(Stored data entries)
※ ※ ※

Issue #733, opened 2019-11-20
[1.1-develop] ASI Asset module. Use commands and proxy them in repositories


coderimus:
@sivaschenko my suggestion here is to replace delete/getById method in the related repositories with commands. And proxy commands in those methods. Implementation of them will be similar to the Madia Gallery module.

sivaschenko:
Please create PR to 1.1-develop

PR #854, opened 2019-12-08
733: provide commands for the adobe stock asset

coderimus:
### Description (*)
Provide commands for the Adobe Stock asset module. This approach allowed to make related repositories more light-weighted and easy to implement. Makes the module code structure clear and easy to maintain.

After PR approved will cover with tests AssetRepository + others in the Adobe Stock asset module.

#733 

N/A


AdobeStockAsset/Model/AppendAttributes.php
```diff
@@ -7,12 +7,11 @@
 
 namespace Magento\AdobeStockAsset\Model;
 
-use Magento\MediaGalleryApi\Model\Asset\Command\GetByIdInterface;
-use Magento\AdobeStockAsset\Model\ResourceModel\Asset\LoadByIds;
+use Magento\AdobeStockAsset\Model\ResourceModel\Asset\Command\LoadByIds;
 use Magento\Framework\Api\AttributeValueFactory;
-use Magento\Framework\Api\Search\Document;
-use Magento\Framework\Api\Search\SearchResultInterface;
+use Magento\Framework\Api\Search\{Document,SearchResultInterface};
```
diazwatson: @coderimus could you provide some documentation about this way of declare use?
Is this what you mentioned during the call?

Thanks

coderimus: Hello @diazwatson ,

[In the PHP 7.0 the Group Namesapce Declaration was added ](https://wiki.php.net/rfc/group_use_declarations) This approach provides the ability to group imported namespaces a make them more structured. In the PSR-12 which approved to be used (as I know) we have some rules about this feature. You can find information here: [3. Declare Statements, Namespace, and Import Statements](https://www.php-fig.org/psr/psr-12/#3-declare-statements-namespace-and-import-statements)

diazwatson: Thanks :)

AdobeStockAssetApi/Model/Asset/Command/LoadByIdsInterface.php
```diff
@@ -0,0 +1,26 @@
...
+interface LoadByIdsInterface
+{
+    /**
+     * Load Adobe Stock assets by ids
+     *
+     * @param int[] $ids
+     *
+     * @return AssetInterface[]
+     */
+    public function execute(array $ids): array;
```
sivaschenko: @coderimus should we use the bulk approach to all of the Asset commands?

AdobeStockAssetApi/Api/CreatorRepositoryInterface.php
```diff
@@ -19,46 +19,48 @@
 interface CreatorRepositoryInterface
```
sivaschenko: That is an API interface, please do not change the method signatures for it

AdobeStockAssetApi/Api/CategoryRepositoryInterface.php
```diff
@@ -19,46 +19,48 @@
 interface CategoryRepositoryInterface
```
sivaschenko: That is an API interface, please do not change the method signatures for it

sivaschenko (changes requested):
Thanks for the pull request @coderimus , please see my review comments

AdobeStockAssetApi/Model/Asset/Command/LoadByIdsInterface.php
coderimus: @sivaschenko I think no, we should not practise the bulk approach for all Asset related commands. From my point of view, using it everywhere is overhead and, personally, breaks the single responsibility approach. I know that this sounds like a not so good example, but in fact, it is :) When you need to get one item by its id it doesn't seem to be logical to get it with the operation for getting multiple items. We even have different conditions in the SQL (equal and in).

In conclusion: I left the LoadById command and introduced the new one - MultiplyLoadById. We need such functionality at the AppendAttributes class.

coderimus:
@sivaschenko please, check the failed tests. It looks like all of the related to the temporary controller implementation we have for the media gallery. If yes maybe we can suppress them during the development process?

coderimus:
@sivaschenko the majority of the failed tests fixed. There only two left, and I want to ask you for help with them. Maybe they both related to the infrastructure? Can you please check two failed tests?

sivaschenko (approved):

※ ※ ※

Problem description - Report each line of the records that holds the word "like".

Written response -
coderimus: @sivaschenko I think no, we should not practise the bulk approach for all Asset related commands. From my point of view, using it everywhere is overhead and, personally, breaks the single responsibility approach. I know that this sounds like a not so good example, but in fact, it is :) When you need to get one item by its id it doesn't seem to be logical to get it with the operation for getting multiple items. We even have different conditions in the SQL (equal and in).
@sivaschenko please, check the failed tests. It looks like all of the related to the temporary controller implementation we have for the media gallery. If yes maybe we can suppress them during the development process?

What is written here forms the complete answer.